Each line from the one holding "-32,7 +34,11 @@" to the end of the data below must be output verbatim, with no other lines.

*** Opening of Data supplied ***

PR #346, opened 2015-04-09
Download the latest Syncthing binaries when compiling on windows

Zillode:
Could be improved by rewriting `build-syncthing.sh` in groovy such that it builds on linux and windows.

### DIFF
--- a/build.gradle
+++ b/build.gradle
@@ -12,6 +12,8 @@ buildscript {
 }
 
 import java.util.regex.Pattern
+import groovy.json.*
+import org.apache.tools.ant.taskdefs.condition.Os
 
 apply plugin: 'com.android.application'
 apply plugin: 'com.github.ben-manes.versions'
@@ -32,7 +34,11 @@ dependencies {
 }
 
 preBuild {
-    dependsOn 'buildNative'
+    if (Os.isFamily(Os.FAMILY_WINDOWS)) {
+        dependsOn 'downloadNative'
+    } else {
+        dependsOn 'buildNative'
+    }
 }
 
 project.archivesBaseName = 'syncthing'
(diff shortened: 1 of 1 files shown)


build.gradle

*** Close of Data supplied ***

Final answer:
@@ -32,7 +34,11 @@ dependencies {
 }
 
 preBuild {
-    dependsOn 'buildNative'
+    if (Os.isFamily(Os.FAMILY_WINDOWS)) {
+        dependsOn 'downloadNative'
+    } else {
+        dependsOn 'buildNative'
+    }
 }
 
 project.archivesBaseName = 'syncthing'
(diff shortened: 1 of 1 files shown)


build.gradle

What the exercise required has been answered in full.